Dibalik hiruk-pikuk pembangunan dan geliat ekonomi yang terus digaungkan pemerintah dan pelaku industri, ada potret buram yang terus berulang, dimana pekerja yang terus hidup dalam lingkaran ketidakpastian. Dengan satu prinsip sederhana “yang penting kerja,” banyak buruh di Indonesia terperangkap dalam sistem kerja kontrak berkepanjangan dengan upah seadanya, sebuah kondisi yang ironisnya justru menguntungkan pengusaha dan merugikan pekerja itu sendiri.
Pekerjaan seharusnya menjadi sarana menuju kesejahteraan, namun bagi sebagian besar tenaga kerja di sektor informal dan bahkan formal sekalipun, pekerjaan justru menjadi bentuk perbudakan modern yang terselubung. Mereka bekerja dari pagi hingga malam, dengan status sebagai “pekerja kontrak” yang diperpanjang terus-menerus tanpa jaminan menjadi pegawai tetap. Tak ada kepastian, tak ada kenaikan upah yang layak, tak ada jaminan sosial yang memadai. Namun mereka bertahan. Kenapa? Karena menurut mereka, “yang penting ada kerja.”
Fenomena ini bukan hanya isapan jempol belaka. Dari berbagai sumber yang dihimpun, lebih dari 60% pekerja di sektor industri dan jasa non-pemerintah masih berada dalam sistem kontrak atau outsourcing, bahkan setelah bertahun-tahun bekerja di perusahaan yang sama. Sementara itu, banyak pengusaha justru memanfaatkan celah ini untuk menghindari kewajiban memberikan hak-hak normatif buruh, seperti pesangon, tunjangan tetap, dan jaminan masa depan.

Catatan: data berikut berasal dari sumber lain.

PR #2232, opened 2018-06-05
Fix #2231

### LINKED ISSUE #2231: False positive for rule identifier_name in Xcode 10 beta
Hey guys,

I've just received a bug report in one of my open source projects [here](https://github.com/Flinesoft/HandySwift/issues/22) which is related to the `identifier_name` rule. Specifically here's the code where the rule triggers an error:

``` swift
extension String {
    /// The type of allowed characters.
    ///
    /// - Numeric:          Allow all numbers from 0 to 9.
    /// - Alphabetic:       Allow all alphabetic characters ignoring case.
    /// - AlphaNumeric:     Allow both numbers and alphabetic characters ignoring case.
    /// - AllCharactersIn:  Allow all characters appearing within the specified String.
    public enum AllowedCharacters {
        case numeric
        case alphabetic
        case alphaNumeric
        case allCharactersIn(String) // Identifier Name Violation: Enum element name should only contain alphanumeric characters ...
    }
}
```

Tentunya, praktik ini melanggar prinsip keadilan kerja dan bertentangan dengan semangat Undang-Undang Ketenagakerjaan Nomor 13 Tahun 2003. Pengusaha berlindung di balik dalih efisiensi, padahal praktik ini adalah bentuk eksploitasi yang dilegalkan oleh sistem.
Salah satu pekerja yang kami temui, sebut saja Imas (32), telah bekerja sebagai operator mesin di sebuah pabrik textile di Purwakarta selama lebih dari tujuh tahun. Namun statusnya tidak pernah berubah dari “kontrak.” Ia menerima gaji tak lebih dari UMK (upah minimum kabupaten) setempat, tanpa tunjangan, tanpa jaminan hari tua. Ketika ditanya mengapa tetap bertahan, ia menjawab lirih, “Daripada nganggur. Yang penting kerja, Mas…”
Mentalitas “yang penting kerja” ini, meskipun terlihat realistis, justru membuat sistem ketenagakerjaan Indonesia tidak bergerak ke arah yang lebih adil. Ia menumpulkan keberanian kolektif untuk menuntut hak. Ketika para pekerja tidak bersatu untuk menyuarakan tuntutan, maka sistem yang timpang akan terus dilanggengkan oleh mereka yang berkepentingan.
Pertanyaannya, Apakah pekerja tidak tahu bahwa kontrak yang terus-menerus diperpanjang tanpa perubahan status adalah pelanggaran terhadap hak normatif. Apakah mereka juga kurang percaya diri untuk berserikat atau melapor ke lembaga perlindungan tenaga kerja.
Dalam jangka panjang, sistem ini tidak hanya merugikan buruh, tapi juga merugikan negara. Buruh yang tidak sejahtera tidak akan mampu berkontribusi pada produktivitas nasional secara optimal. Mereka hidup dalam ketakutan, dalam ketidakpastian, dan dalam siklus kemiskinan yang tak berujung.
Apa yang bisa dilakukan? Perlu ada kesadaran kolektif tentunya. Baik dari pekerja, serikat buruh, maupun pemerintah, untuk memperkuat pengawasan terhadap praktik kerja kontrak berkepanjangan. Pendidikan hukum ketenagakerjaan perlu diperluas. Yang paling penting, narasi “yang penting kerja” harus mulai dikritisi dan diganti dengan semangat baru yaitu “Yang penting kerja layak”.
Jika tidak, maka kita hanya akan terus menonton generasi demi generasi pekerja hidup sebagai budak modern, terjebak dalam sistem yang mereka anggap sebagai satu-satunya jalan hidup.